Rebuilding the U.S. after the mad max has fizzled out.

Sailor.X

Cold War Veteran
Founder
Russia has a policy of nuking all other major nation capitals if a certain threshold of damage on their soil is reached, IIRC.

A lot of the pre-deployed material would likely be lost if it's anywhere near a major city or military base, unless our ABM shield is expanded quite a bit.

That also doesn't take into account conventional strikes by regional proxies, or just old regional grudges going loud when the big guys are preoccupied killing each other.

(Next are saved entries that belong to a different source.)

PR #5031, opened 2023-11-07
fix(test): don't fail build when jest typings can't be resolved

rwaskiewicz:
## What is the current behavior?

prior to this fix, building a stencil project with jest 29 installed could lead to an error such as:
```
TypeScript: node_modules/@stencil/core/testing/jest/jest-stencil-connector.d.ts:81:31
       Could not find a declaration file for module '@jest/types/build/Config'.
       '/PROJECT_DIRECTORY/node_modules/@jest/types/build/Config.js' implicitly
       has an 'any' type.If the '@jest/types' package actually exposes this module, try adding a new declaration
       (.d.ts) file containing `declare module '@jest/types/build/Config';`
```

GitHub Issue Number: #5030 

## What is the new behavior?

patch `getJestPreset` in the jest-stencil connector to return `any` instead of an inferred type for the function. 

Explicitly setting this return type to `any` is a temporary measure to unblock adopters. A TODO for STENCIL-1003 has been added to resolve this fully.

## Does this introduce a breaking change?

- [ ] Yes
- [x] No

## Testing

1. Pull down the repo that is associated with #5030 
2. Run `yarn` to install dependencies
3. Run `yarn build` to build the project, observe the error
4. Add the following dev build to the project: `yarn add @stencil/core@4.7.1-dev.1699392001.733589`
5. Run `yarn build` to build the project, observe no error occurs

## Other information

STENCIL-1002: bug: Stencil 4.7.x & Jest 29.5.7 TypeScript error
fixes: #5030

Issue #5030, opened 2023-11-07
bug: Stencil 4.7.x & Jest 29.5.7 TypeScript error


marksy:
### Prerequisites

- [X] I have read the [Contributing Guidelines](https://github.com/ionic-team/stencil/blob/main/CONTRIBUTING.md).
- [X] I agree to follow the [Code of Conduct](https://github.com/ionic-team/stencil/blob/main/CODE_OF_CONDUCT.md).
- [X] I have searched for [existing issues](https://github.com/ionic-team/stencil/issues) that already report this problem, without success.

### Stencil Version

4.7.0

### Current Behavior

When running `stencil build` with StencilJS `4.7.0` and Jest `29.5.7`, a TypeScript error occurs and the build fails:

```bash
TypeScript: node_modules/@stencil/core/testing/jest/jest-stencil-connector.d.ts:81:31
       Could not find a declaration file for module '@jest/types/build/Config'.
       '/Users/mark.chambers/Sites/timely/TimelyApp/Timely.UI/node_modules/@jest/types/build/Config.js' implicitly
       has an 'any' type.If the '@jest/types' package actually exposes this module, try adding a new declaration
       (.d.ts) file containing `declare module '@jest/types/build/Config';`

 L80:  coverageProvider: "v8" | "babel";
 L81:  coverageReporters: import("@jest/types/build/Config").CoverageReporters;
 L82:  coverageThreshold: {
```

### Expected Behavior

The build should succeed without type errors.

### System Info

```shell
* MacOS 14.1
* M2 Max
* Yarn `3.6.3`
* TypeScript `^5.1.6`
```

### Steps to Reproduce

From the Code Reproduction URL:

1. run `yarn` to install the dependencies
2. run `yarn start` (which runs `stencil build --dev --watch --serve --port 2003`) to start the build

### Code Reproduction URL

https://github.com/marksy/stencil-jest-example

### Additional Information

Posted the original question on Discord under the stencil-help section:
https://discord.com/channels/520266681499779082/1170864699361996830

rwaskiewicz:
@marksy Can you give the following dev build a try?

```
yarn add @stencil/core@4.7.1-dev.1699392001.7335898
```

marksy:
> @marksy Can you give the following dev build a try?
> 
> ```
> yarn add @stencil/core@4.7.1-dev.1699392001.7335898
> ```

Yeah that fixed the issue - thanks for the quick turnaround on this 👍🏼

[...]

PR #5053, opened 2023-11-09
refactor(jest): narrow getJestPreset typings

rwaskiewicz:

We have a small piece of technical debt introduced in #5031 where we use an `any` type for the Jest infrastructure. This PR fixes it!

GitHub Issue Number: N/A

## What is the new behavior?

this commit is a follow up to #5031 (5df16e6). it narrows the return type of the `JestFacade#getJestPreset` function from `any` to an alias to Jest's `Config.InitialOptions`.

prior to #5031, the return type of `getJestPreset` would be inferred by the TypeScript compiler, and a dynamic import to an internal Jest type declaration file would be generated for the typing of the function:
```ts
// a snippet of what was generated in `jest-stencil-connector.d.ts
export declare const getJestPreset: () => Partial<{
    coverageReporters: import("@jest/types/build/Config").CoverageReporters;
    // other fields omitted
}>;
```
however, stencil cannot/should not make assumptions about the location of this file. by placing an alias, the dyanmic import is removed from the output `.d.ts` file (having the same effect as #5031).

pr #5031 eliminated this by using `any` as an explicit return type, which would generate:
```ts
export declare const getJestPreset: () => any;
```

with this commit, we now generate:
```ts
export declare const getJestPreset: () => JestPresetConfig;
```
which no longer inlines dynamic imports for typings.

- [ ] Yes
- [x] No

## Testing

1. Pull down the repo that is associated with #5030 
2. Run `yarn` to install dependencies
3. Run `yarn build` to build the project, observe the error
4. Add the following dev build to the project: `yarn add @stencil/core@4.7.1-dev.1699565413.1847940`
5. Run `yarn build` to build the project, observe no error occurs
## Other information

STENCIL-1003 Dynamic Import Type Resolution Fails for Jest 28, 29

### DIFF
--- a/src/testing/jest/jest-apis.ts
+++ b/src/testing/jest/jest-apis.ts
@@ -27,7 +27,16 @@ export type JestPreprocessor = {
 // TODO(STENCIL-960): Improve this typing by narrowing it
 export type JestTestRunner = any;
 
-export type JestConfig = Config.InitialOptions;
+/**
+ * This type serves as an alias for the type representing the initial configuration for Jest.
+ * This alias serves two purposes:
+ * 1. It allows Stencil to have a single source of truth for the return type(s) on {@link JestFacade} (and its
+ *    implementations)
+ * 2. It prevents TypeScript from expanding Jest typings in the generated `.d.ts` file. This is necessary as TypeScript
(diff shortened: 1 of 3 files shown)


tanner-reits (approved):
Tested out locally and works great 👍

alicewriteswrongs (approved):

In regards to the US going Mad Max then having a slow return to civilization...it completely depends on what the cause was, what the damage is, and what the international situation is.
The odds of Nigeria getting nuked or striked in the first place are extremely low. As are many countries in bumfuck nowhere. Remember the primary use of Russian Nukes is to hit US and Nato Assets. Any nuke not used on those is a Nuke wasted.
 

Bear Ribs

Well-known member
Agree with @Bacle, the type of disaster is going to have a huge impact.

Going off things I think could reasonably Mad Max the US (So not stuff like zombies that can safely be stored in the fantasy drawer) The Yellowstone Supervolcano blowing up and taking North America with it seems most likely, followed by civil war.

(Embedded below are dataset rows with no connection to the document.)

PR #5054, opened 2023-11-10
refactor(build): remove whitespace edit from parse5Plugin

alicewriteswrongs:
This removes a strange bit of code from our `parse5Plugin`, which bundles `parse5` for inclusion in the compiler and mock-doc bundles.

That code is here:

https://github.com/ionic-team/stencil/blob/bb0b1d46f63175dc09d0a23445be4d4a0d891a01/scripts/bundles/plugins/parse5-plugin.ts#L41-L54

Essentially what this does is any place in the bundled code where there are four space characters it convert it into two space characters instead.

This produces the weird behavior where when we're generating files like `components.d.ts` somewhat 'by hand' we have code that looks like this:

https://github.com/ionic-team/stencil/blob/bb0b1d46f63175dc09d0a23445be4d4a0d891a01/src/compiler/types/generate-app-types.ts#L133-L135

One would think that this would produce lines indented by 8 spaces, but actually when this file is written to disk it looks like this:

https://github.com/ionic-team/stencil/blob/ce06708e9666c69c162eb6f100a7d925b3e14344/test/todo-app/src/components.d.ts#L68-L72

In other words it's now indented 4 spaces instead of 8! What!

This is because the template literal is rewritten by the rollup plugin from 8 spaces to four. 

This isn't good! It creates a situation where (contrary to any reasonable explanation) the behavior of Stencil doesn't obviously follow from the source code.

So this changes things to that the re-writing behavior is removed and the source code is adjusted in order to keep the same output as before (so that it has, for the example cited above, 4 spaces in the source code and 4 spaces of indentation in the `components.d.ts` written to disk).

Making this change required edits to a few functions that generate the typedef strings and corresponding edits to a lot of unit tests.

We have this weird source code / behavior mis-match!

GitHub Issue Number: I started doing this when working on #5027 where this thing was producing different behavior when the compiler is built with rollup or with esbuild.

## What is the new behavior?

Now the indentation for `components.d.ts` comes from the source code and not from a weird build-time confusing things.

- [ ] Yes
- [x] No

## Testing

When making the change I first adjusted the indentation in `generate-app-types.ts` and friends until I stopped seeing any changes in the `components.d.ts` files written to disk when running `npm run test.analysis`. Then I adjusted the unit tests to pass with the new code.

### DIFF
--- a/scripts/bundles/plugins/parse5-plugin.ts
+++ b/scripts/bundles/plugins/parse5-plugin.ts
@@ -2,8 +2,7 @@ import rollupCommonjs from '@rollup/plugin-commonjs';
 import rollupResolve from '@rollup/plugin-node-resolve';
 import fs from 'fs-extra';
 import { join } from 'path';
-import type { NormalizedOutputOptions, OutputBundle } from 'rollup';
-import { OutputChunk, Plugin, rollup } from 'rollup';
+import { Plugin, rollup } from 'rollup';
 
 import type { BuildOptions } from '../../utils/options';
 import { aliasPlugin } from './alias-plugin';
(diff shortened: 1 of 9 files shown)


rwaskiewicz (approved):

tanner-reits (approved):
But think of the optimizations were missing out on 😂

Assuming the mildest effects of the supervolcano, we can look forward to the worse sequel to Eighteen Hundred and Froze to Death. Note that Tambora threw 12 cubic miles of ash into the atmosphere, and it resulted in basically two years of Game of Thrones style endless winter, there was so much ash in the atmosphere that the ground never warmed and spring never came that year. Abnormally harsh and violent storms resulted from the bizarre disruption to warming patterns, most of the world's crops and livestock died, everybody worldwide froze and starved.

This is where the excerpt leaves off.